··· INFORMATION ···

PR #1243, opened 2021-05-10
networking_rbac_policy_v2: Add address_group as object_type

nikParasyr:
Similar to #1086 this adds support for address_group.
Update docs are well

Also added `.terraform.lock.hcl` to `.gitignore` for when testing with tf >= 0.14


ozerovandrei (approved):
LGTM

PR #1248, opened 2021-05-18
Add nil check to server group hint creation

jhg03a:
I ran into a provider panic while trying to unassign a server group from a server.  By deferring to the default behavior, the nil check is sufficient to effectively unassign a server group.

### DIFF
--- a/openstack/resource_openstack_compute_instance_v2.go
+++ b/openstack/resource_openstack_compute_instance_v2.go
@@ -1403,15 +1403,15 @@ func getFlavorID(computeClient *gophercloud.ServiceClient, d *schema.ResourceDat
 
 func resourceComputeSchedulerHintsHash(v interface{}) int {
 	var buf bytes.Buffer
-	
+
 	m, ok := v.(map[string]interface{})
 	if !ok {
-  		return hashcode.String(buf.String())
+		return hashcode.String(buf.String())
 	}
 	if m == nil {
-  		return hashcode.String(buf.String())
+		return hashcode.String(buf.String())
 	}
-	
+
 	if m["group"] != nil {
 		buf.WriteString(fmt.Sprintf("%s-", m["group"].(string)))
 	}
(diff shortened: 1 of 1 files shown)


jhg03a:
The test failures appear to be unrelated to the change itself but rather constructing the devstack.

openstack/resource_openstack_compute_instance_v2.go
```diff
@@ -1403,31 +1403,31 @@ func getFlavorID(computeClient *gophercloud.ServiceClient, d *schema.ResourceDat
...
-
-	if m["group"] != nil {
-		buf.WriteString(fmt.Sprintf("%s-", m["group"].(string)))
-	}
-
-	if m["target_cell"] != nil {
-		buf.WriteString(fmt.Sprintf("%s-", m["target_cell"].(string)))
-	}
+	if v != nil && v.(map[string]interface{}) != nil {
+		m := v.(map[string]interface{})
```
ozerovandrei, line 1407: I guess it's better not to nest all the logic under a single `if {}` and we can also cast just a single time like this:
```go
m, ok := v.(map[string]interface{})
if !ok {
  return hashcode.String(buf.String())
}
if m == nil {
  return hashcode.String(buf.String())
}

// other stuff

return hashcode.String(buf.String())
```

ozerovandrei (changes requested):

openstack/resource_openstack_compute_instance_v2.go
jhg03a: Addressed with commit

jhg03a:
The CI failures appear to be unrelated to the change not being able to find a golang compiler.

ozerovandrei:
@jhg03a could you please also resolve `golangci-lint` issue?
I can merge this without `openlab/check` since those changes looks safe.

ozerovandrei (approved):
LGTM but we need tests to be fixed first #1253

jhg03a:
Those acceptance test failures are not related to the PR, but rather https://github.com/terraform-provider-openstack/terraform-provider-openstack/issues/1253

nikParasyr:
recheck

ozerovandrei (approved):

PR #1254, opened 2021-05-21
Add SUDO_PROJECT_ID for openstack_dns_recordset_v2

sebastienmusso:
Add the capability to change recordset project ID for openstack_dns_recordset_v2

### DIFF
--- a/openstack/dns_zone_v2.go
+++ b/openstack/dns_zone_v2.go
@@ -2,10 +2,9 @@ package openstack
 
 import (
 	"fmt"
-	"log"
-
 	"github.com/hashicorp/terraform-plugin-sdk/helper/resource"
 	"github.com/hashicorp/terraform-plugin-sdk/helper/schema"
+	"log"
 
 	"github.com/gophercloud/gophercloud"
 	"github.com/gophercloud/gophercloud/openstack/dns/v2/zones"
@@ -70,7 +69,7 @@ func dnsClientSetAuthHeader(resourceData *schema.ResourceData, dnsClient *gopher
 
 	if len(headers) != 0 {
 		dnsClient.MoreHeaders = headers
-		log.Printf("[DEBUG] openstack_dns_zone_v2 request headers set: %#v", headers)
+		log.Printf("[DEBUG] request headers set: %#v", headers)
 	}
 
 	return nil
--- a/openstack/dns_zone_v2.go
+++ b/openstack/dns_zone_v2.go
@@ -2,9 +2,10 @@ package openstack
 
 import (
 	"fmt"
+	"log"
+
 	"github.com/hashicorp/terraform-plugin-sdk/helper/resource"
 	"github.com/hashicorp/terraform-plugin-sdk/helper/schema"
-	"log"
 
 	"github.com/gophercloud/gophercloud"
 	"github.com/gophercloud/gophercloud/openstack/dns/v2/zones"
--- a/openstack/resource_openstack_dns_recordset_v2.go
+++ b/openstack/resource_openstack_dns_recordset_v2.go
@@ -88,6 +88,13 @@ func resourceDNSRecordSetV2() *schema.Resource {
 				Optional: true,
 				Default:  false,
 			},
+
+			"project_id": {
+				Type:     schema.TypeString,
+				Optional: true,
+				ForceNew: true,
+				Computed: true,
+			},
 		},
 	}
 }
@@ -97,6 +104,10 @@ func resourceDNSRecordSetV2Create(d *schema.ResourceData, meta interface{}) erro
 	dnsClient, err := config.DNSV2Client(GetRegion(d, config))
 	if err != nil {
 		return fmt.Errorf("Error creating OpenStack DNS client: %s", err)
+	}
+
+	if err := dnsClientSetAuthHeader(d, dnsClient); err != nil {
+		return fmt.Errorf("Error setting dns client auth headers: %s", err)
 	}
 
 	records := expandDNSRecordSetV2Records(d.Get("records").([]interface{}))
@@ -116,6 +127,7 @@ func resourceDNSRecordSetV2Create(d *schema.ResourceData, meta interface{}) erro
 
 	zoneID := d.Get("zone_id").(string)
 	n, err := recordsets.Create(dnsClient, zoneID, createOpts).Extract()
+
 	if err != nil {
 		return fmt.Errorf("Error creating openstack_dns_recordset_v2: %s", err)
 	}
@@ -136,7 +148,6 @@ func resourceDNSRecordSetV2Create(d *schema.ResourceData, meta interface{}) erro
 				"Error waiting for openstack_dns_recordset_v2 %s to become active: %s", d.Id(), err)
 		}
 	}
-
 	id := fmt.Sprintf("%s/%s", zoneID, n.ID)
 	d.SetId(id)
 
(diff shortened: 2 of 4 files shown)


openstack/dns_zone_v2.go
```diff
@@ -70,7 +70,7 @@ func dnsClientSetAuthHeader(resourceData *schema.ResourceData, dnsClient *gopher
 
 	if len(headers) != 0 {
 		dnsClient.MoreHeaders = headers
-		log.Printf("[DEBUG] openstack_dns_zone_v2 request headers set: %#v", headers)
+		log.Printf("[DEBUG] request headers set: %#v", headers)
```
ozerovandrei, line 73: Why this message is changed?

openstack/resource_openstack_dns_recordset_v2.go
```diff
@@ -116,6 +127,7 @@ func resourceDNSRecordSetV2Create(d *schema.ResourceData, meta interface{}) erro
 
 	zoneID := d.Get("zone_id").(string)
 	n, err := recordsets.Create(dnsClient, zoneID, createOpts).Extract()
+
```
ozerovandrei, line 130: I don't think that separating `err` from `err != nil` is a good style.

openstack/resource_openstack_dns_recordset_v2_test.go
```diff
@@ -2,6 +2,7 @@ package openstack
 
 import (
 	"fmt"
+	//"log"
```
ozerovandrei, line 5: This should be removed.

openstack/resource_openstack_dns_recordset_v2_test.go
```diff
@@ -181,13 +212,18 @@ func testAccCheckDNSV2RecordSetExists(n string, recordset *recordsets.RecordSet)
 		if rs.Primary.ID == "" {
 			return fmt.Errorf("No ID is set")
 		}
+		//log.Printf("[DEBUG] 2 ----------------------- %#v", rs.Primary.Attributes["project_id"])
```
ozerovandrei, line 215: This should be removed.

ozerovandrei (changes requested):

openstack/dns_zone_v2.go
sebastienmusso: Besause same function is used by resource of type recordset, in order to not being specific to dns zone resources only

openstack/resource_openstack_dns_recordset_v2_test.go
sebastienmusso: Fixed

openstack/resource_openstack_dns_recordset_v2_test.go
sebastienmusso: Fixed

openstack/resource_openstack_dns_recordset_v2.go
sebastienmusso: You mean have same error message for both dns client configuration ans dns header ?

ozerovandrei: No I meant the empty line. Same error message is fine :)

sebastienmusso: Yes right done in the last commit

ozerovandrei:
Looks fine but I want to run `recheck designate` in this PR after https://github.com/terraform-provider-openstack/terraform-provider-openstack/issues/1253 is resolved.

nikParasyr:
recheck

nikParasyr:
recheck designate

sebastienmusso:
> Build succeeded.
> 
> - [terraform-provider-openstack-unittest-foo ](https://logs.openlabtesting.org/logs/54/1254/651571abb8abeadf19a67af12d57227ec52cb0e2/check/terraform-provider-openstack-unittest-foo/b82bd9b/) : SUCCESS in 4m 19s
> - [terraform-provider-openstack-acceptance-test-foo ](https://logs.openlabtesting.org/logs/54/1254/651571abb8abeadf19a67af12d57227ec52cb0e2/check/terraform-provider-openstack-acceptance-test-foo/f2f848c/) : SUCCESS in 2h 15m 18s
> - [terraform-provider-openstack-acceptance-test-admin-foo ](https://logs.openlabtesting.org/logs/54/1254/651571abb8abeadf19a67af12d57227ec52cb0e2/check/terraform-provider-openstack-acceptance-test-admin-foo/e931b38/) : SUCCESS in 49m 45s
> 

Yes !!! Here we go

nikParasyr:
> Build failed.
> 
>     * [terraform-provider-openstack-acceptance-test-designate-foo ](https://logs.openlabtesting.org/logs/54/1254/651571abb8abeadf19a67af12d57227ec52cb0e2/recheck-designate/terraform-provider-openstack-acceptance-test-designate-foo/770c676/) : FAILURE in 39m 38s

@sebastienmusso This test-set is more important and it is failing. I haven't had the time to go through the logs etc but by searching for `FAIL` you should be able to see which tests fail.

sebastienmusso:
Hi,

it seems to miss some permission within openstack api:

```
POST http://192.168.0.21/identity/v3/projects], error message: {"error":{"code":403,"message":"You are not authorized to perform the requested action: identity:create_project.","title":"Forbidden"}}
```

In the test, I create an openstack project and a dns record inside it.
The test user does't seems to have sufficient permissions.

nikParasyr:
@sebastienmusso sorry for the late reply. After having a look, it is a bit harder to properly fix the test scenario. I'll give some context:

In general a job(and all tests in that job) run as a single openstack user, who is either a `member` (the typical openstack `user` role) or an `admin`. Some tests need to be run on a job that is admin and some on the one that is a member. Unfortunately currently we don't have a more dynamic way of changing the permissions of a user within a job.  For that reason our typical check has 2 jobs(excluding the unit tests), one for the admin tests and one for the user tests.

The designate job runs as a `member`, which means you don't have permissions to create a project (which is required for your test case). Some of the options:
1. You don't create a project but you get the current project_id that the user belongs to (basically the env var OS_PROJECT_ID, a helper function could do that and then you pass it as a var in your`testAccDNSV2RecordSetDifferentProject`) and use that (i'm not 100% sure this will be enough).
2. We create a new job for designate where you have admin credentials therefore you can create a project. In this case and based on your docs(`The ID of the project DNS zone is created
  for, sets X-Auth-Sudo-Tenant-ID header (requires an assigned 
  user role in target project)`) you should also add a role association to that project which is currently missing.
  
  
My opinion is that if case 1 works then that's better cause we don't add yet another job. Otherwise for the option 2 i can create an MR with the new admin job, unfortunately it might take some time for our test infrastructure to be updated due to how its being managed. After that you can rebase and update your test accordingly. I'd like @ozerovandrei opinion on this. It's quite some work to cover one test case unfortunately.

Hopefully this explains some things to you.

ozerovandrei:
It seems that the first way is easier if it worked.

sebastienmusso:
I simplify test scenario. No more project are created and dns entry is created with "project_id" argument

nikParasyr:
recheck designate

sebastienmusso:
recheck designate

sebastienmusso:
Here we go !

sebastienmusso:
recheck designate

ozerovandrei (approved):
LGTM

Thank you @sebastienmusso

PR #1260, opened 2021-06-07
Expose database instance IP addresses

dave2:
When creating a database instance with only a network to attach to, Trove will automatically create a port on that network and have an IP address assigned. However, this can only be see on the query API in the `ip` or `addresses` attributes, you cannot see the network port uuid. (`ip` is deprecated, but the only attribute GopherCloud supports).

Expose the assigned addresses as a new exported list `addresses` which is just a straight copy of the `ip` attribute on the query response.

Tested against Trove Victoria.


ozerovandrei (approved):
LGTM

Issue #1253, opened 2021-05-21
Acc Tests: OpenLab Failure


nikParasyr:
Acceptance tests are failing. I speculate the reason is that ubuntu bionic support was [dropped](https://opendev.org/openstack/devstack/commit/7ad4cd07c8bf4f302acc4fc6684e362309332c9d) recently from devstack.

I'll have a look to update the openlab jobs to use `focal` instead. 

Another issue worth noting, coming from devstack:
Devstack has dropped support for blockstorage v2 api as seen [here](https://opendev.org/openstack/devstack/commit/35cec0d7c0857d76d3ea0b52b97f2a166c04c13e). I'm not sure how we can handle the tests for the blockstorage v2 api

ozerovandrei:
I guess we should disable V2 tests and add a new testing environment variable that can enable them.
And not set that environment in the Devstack.

nikParasyr:
@ozerovandrei sorry for the delay, had some IRL stuff to take care of. Some notes:

- I'm pushing to get the focal PR merged, hopefully this will be done soon
- For the BlockstorageV2 tests as you mention we should disable them by default and only enable in a specific env. We should pin both openstack version and devstack version. I'll have a look after the focal PR goes through
- In general i know that gophercloud has some of its zuul config to define jobs etc in the gophercloud repo, and that allows them to make changes such as the focal etc easier and faster. Is it something we should/could do as well, so that we have more control on the test env?

ozerovandrei:
@nikParasyr Thank you.
As for the last question. If you have the time to improve testing jobs/env you can do it of course :)

nikParasyr:
Unfortunately, the old jobs run for new PRs. I expect this is similar to what happened when the `admin` job was enabled. Zuul required a restart to pick up the new job configs (see https://github.com/theopenlab/openlab/issues/717). I have opened a new ticket for this on openlab requesting a restart of zuul (https://github.com/theopenlab/openlab/issues/777). I hope it will be seen and done soon.

nikParasyr:
@ozerovandrei openlab is doing its magic again :)
I have kicked most pipelines on PRs.

There are still some to-dos to resolve this issue fully:
- [ ] double-check that the job for blockstorage v2 works as expected
- [ ] remove the job definition from openlab (this might take a while)
- [ ] remove the `-foo` from the jobs defined here (this might require a zuul restart once again, so we need to find an appropriate window for that)

[...]

PR #1263, opened 2021-06-21
Add ci configuration for openlab zuul

nikParasyr:
For #1253 

Copy the zuul job configurations from openlab to allow
easier/faster updates.

### DIFF
--- a/.zuul.yaml
+++ b/.zuul.yaml
@@ -1,10 +1,220 @@
+# Terraform-provider-openstack jobs
+- job:
+    name: terraform-provider-openstack-unittest-foo
+    parent: golang-test-main
+    description: |
+      Run terraform-provider-openstack unit test
+    run: .zuul/playbooks/terraform-provider-openstack-unittest/run.yaml
+    nodeset: ubuntu-xenial-ut
+    vars:
+      go_version: '1.14'
+
+## ========== terraform-provider-openstack + openstack jobs ==============
+
+### parent job
+- job:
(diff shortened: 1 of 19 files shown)


nikParasyr:
recheck-bsv2

nikParasyr:
recheck bsv2

nikParasyr:
recheck bsv2-admin

nikParasyr:
recheck lbaas

nikParasyr:
recheck lbaas

nikParasyr:
@ozerovandrei Couple of things:
- I copied the playbooks and added the job definitions based on what was on openlab. I had to change the name of the jobs (appended a `-foo`) because they were duplicate. If we go forward with this I can make a PR to openlab to remove the definitions from there and then i can remove `-foo` from here.
- Added 2 new jobs for BlockStorageV2 tests and updated all the tests accordingly. The jobs are based a bit on https://review.opendev.org/c/openstack/tempest/+/792025/.

Currently i'm facing 2 problems that I'm not sure what the reason is.
- The jobs do run and finish on openlab (i can see/find the logs etc ) but the PR is not updated with the result. Not sure why. Wonder if it is a permissions thingy or something like that that i dont have permissions to check.
- The 2 new jobs that i have added do not get triggered by comments. Not sure why. There was a similar issue when i added the admin job and a restart of zuul was required.

nikParasyr:
recheck bsv2

ozerovandrei (approved):
Thank you @nikParasyr !

PR #1267, opened 2021-06-28
Check CIDR value in resource_openstack_networking_subnet_v2

pbasov:
This check catches terraform state mismatch with Openstack subnet in case of input error

Consider the following example:
```
resource "openstack_networking_subnet_v2" "subnet" {
  name             = "subnet"
  network_id    = openstack_networking_network_v2.network.id
  cidr                = "192.168.1.0/20"
  ip_version      = 4
  tenant_id       = openstack_identity_project_v3.project.id
}
```

Terraform plans subnet with a `cidr` attribute value of `192.168.1.0/20`. This adress is a part of the `192.168.0.0/20` subnet, so Openstack Neutron automatically assumes it to be `192.168.0.0/20`, which is a valid CIDR. Subnet creates successfully.

The problem is, that terraform will store the information for the `networking_subnet_v2` resource with `cidr` attribute value set to `192.168.1.0/20`, but every following terraform executions will read `192.168.0.0/20`from Neutron API, since it is the correct value and have been automatically corrected by Neutron API, creating a mismatch with the state. Hence all the following runs will try to re-create the subnet as `ForceNew` is set for `cidr` attribute.

This commit prevents erroneous by checking if input `cidr` attribute matches the network address and throws an error otherwise.

### DIFF
--- a/openstack/resource_openstack_networking_subnet_v2.go
+++ b/openstack/resource_openstack_networking_subnet_v2.go
@@ -3,6 +3,7 @@ package openstack
 import (
 	"fmt"
 	"log"
+	"net"
 	"time"
 
 	"github.com/hashicorp/terraform-plugin-sdk/helper/customdiff"
@@ -50,6 +51,10 @@ func resourceNetworkingSubnetV2() *schema.Resource {
 				Optional:      true,
 				Computed:      true,
 				ForceNew:      true,
+				Elem: &schema.Schema{
+					Type:         schema.TypeString,
+					ValidateFunc: validation.IsCIDR,
+				},
 			},
 
 			"prefix_length": {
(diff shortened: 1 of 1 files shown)


ozerovandrei (changes requested):
It's better to use the SDK helper function that is available in v1 and in v2 versions: https://github.com/hashicorp/terraform-plugin-sdk/blob/v1.17.2/helper/validation/network.go#L99

pbasov:
> It's better to use the SDK helper function that is available in v1 and in v2 versions: https://github.com/hashicorp/terraform-plugin-sdk/blob/v1.17.2/helper/validation/network.go#L99

I can add `IsCidr` validation function, to skip the error check for the subnet calc, but that func doesn't solve the described problem by itself. I see there's also a `IsCIDRNetwork` func, but I'm not sure we have the input for it:

https://github.com/hashicorp/terraform-plugin-sdk/blob/2c03a32a9d1be63a12eb18aaf12d2c5270c42346/helper/validation/network.go#L123

ozerovandrei (approved):

PR #1275, opened 2021-08-09
Data source for openstack_identity_domain_v3

ftarasenko:
Implements a new data source for openstack_identity_domain_v3.
Required to get ID of openstack keystone's domain.

WIP: Needs documentation and review.

### DIFF
--- a/openstack/data_source_openstack_identity_domain_v3.go
+++ b/openstack/data_source_openstack_identity_domain_v3.go
@@ -1,0 +1,88 @@
+package openstack
+
+import (
+	"fmt"
+	"log"
+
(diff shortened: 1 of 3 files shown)


ftarasenko:
_Projects may, in addition to acting as containers for OpenStack resources, act as a domain (by setting the attribute is_domain to true), in which case it provides a namespace in which users, groups and other projects can be created. In fact, a domain created using the POST /domains API will actually be represented as a project with is_domain set to true with no parent (parent_id is null)._
Not required, **openstack_identity_project_v3** with **is_domain = true** parameter should be used.

PR #1297, opened 2021-10-06
Correctly delete openstack_networking_router_interface_v2 resources

pascal-hofmann:
When creating multiple `openstack_networking_router_interface_v2`
resources for different IPv6 subnets in the same network, openstack will
attach these to the same port on the router.

On destroy the current implementation will pass the `port_id` to
`routers.RemoveInterface`, which will trigger the deletion of the whole
port, including other `openstack_networking_router_interface_v2` resources
on the same port.

This commit changes this behaviour (so that only the correct router interface
gets deleted) and adds a test case that ensures this does not break
again in the future.

Note: We were affected by this bug. In our case we deleted an `openstack_networking_router_interface_v2` via `terraform destroy -target …`, but terraform-provider-openstack silently deleted the whole port including another, important `openstack_networking_router_interface_v2` resource which was crucial for our production setup.

### DIFF
--- a/openstack/networking_router_interface_v2.go
+++ b/openstack/networking_router_interface_v2.go
@@ -38,6 +38,12 @@ func resourceNetworkingRouterInterfaceV2DeleteRefreshFunc(networkingClient *goph
 			PortID:   d.Get("port_id").(string),
 		}
 
+		if removeOpts.SubnetID != "" {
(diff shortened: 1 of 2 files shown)


pascal-hofmann:
No idea why the status checks fail. I'm lost in the thousands of log lines. Can someone help with this?

PR #1299, opened 2021-10-13
image: set forcenew=false on min_disk_gb, min_ram_mb, protected

### LINKED ISSUE #1287: openstack_images_image_v2 forces replacement when changing protected property
### Terraform Version
```
Terraform v1.0.5
on linux_amd64
+ provider registry.terraform.io/terraform-provider-openstack/openstack v1.43.0
```

### Affected Resource(s)
- openstack_images_image_v2

```hcl
resource "openstack_images_image_v2" "images" {
  name             = "my-image-name"
  local_file_path  = "my-image.qcow2"
  container_format = "bare"
  disk_format      = "qcow2"
  protected        = true
}
```

### Expected Behavior
When `protected` changes, I expect terraform to change the value in-place. I can do it manually via the openstack web interface.

### Actual Behavior
Forces a replacement

```
~ protected        = false -> true # forces replacement
```

### Steps to Reproduce
1. Deploy an image using terraform, without setting protected value. Default is false
2. Add `protected = true`, and run apply

rossengeorgiev:
On images allow setting these properties in-place: `min_disk_gb`, `min_ram_mb`, `protected`

Closes #1287

⚠ I'm not sure whether this is all I need to do to fix this. There maybe code and tests that need to be modified

### DIFF
--- a/openstack/resource_openstack_images_image_v2.go
+++ b/openstack/resource_openstack_images_image_v2.go
@@ -109,7 +109,6 @@ func resourceImagesImageV2() *schema.Resource {
 			"min_disk_gb": {
 				Type:         schema.TypeInt,
 				Optional:     true,
-				ForceNew:     true,
 				ValidateFunc: validation.IntAtLeast(0),
 				Default:      0,
 			},
@@ -117,7 +116,6 @@ func resourceImagesImageV2() *schema.Resource {
 			"min_ram_mb": {
 				Type:         schema.TypeInt,
 				Optional:     true,
-				ForceNew:     true,
 				ValidateFunc: validation.IntAtLeast(0),
 				Default:      0,
 			},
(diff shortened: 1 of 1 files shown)


openstack/resource_openstack_images_image_v2.go
```diff
@@ -109,15 +109,15 @@ func resourceImagesImageV2() *schema.Resource {
 			"min_disk_gb": {
 				Type:         schema.TypeInt,
 				Optional:     true,
-				ForceNew:     true,
+				ForceNew:     false,
```
ozerovandrei, line 112: We usually don't add `ForceNew` field if it doesn't need to be set to `true` since it's `false` by default.
Could you just remove those lines?

ozerovandrei (changes requested):

openstack/resource_openstack_images_image_v2.go
rossengeorgiev: Done. Does any code need to be modified beyond that to address the issue?

ozerovandrei (approved):
LGTM, thank you @rossengeorgiev

PR #1303, opened 2021-10-25
Retry reading DNS zone and Compute instance state after creation

pbasov:
We had some issues with our cloud which buckled under a high load, which resulted in a bunch of 504 errors.

Provider didn't handle the errors during async operations with DNS zones and Compute instances, which resulted in mismatched states when cloud resources were actually created, but didn't go into ACTIVE state before an intermittent API error.

This change let's the provider keep refreshing the state through 502 and 504 errors, to prevent missing resources in state, that are already present on the cloud.


ozerovandrei:

ozerovandrei (approved):
LGTM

···

### TASK OBJECTIVE
Quote the records from their first line to the line with "Add nil check to server group hint creation", inclusive, without adding or dropping anything.

### THE ANSWER
PR #1243, opened 2021-05-10
networking_rbac_policy_v2: Add address_group as object_type

nikParasyr:
Similar to #1086 this adds support for address_group.
Update docs are well

Also added `.terraform.lock.hcl` to `.gitignore` for when testing with tf >= 0.14


ozerovandrei (approved):
LGTM

PR #1248, opened 2021-05-18
Add nil check to server group hint creation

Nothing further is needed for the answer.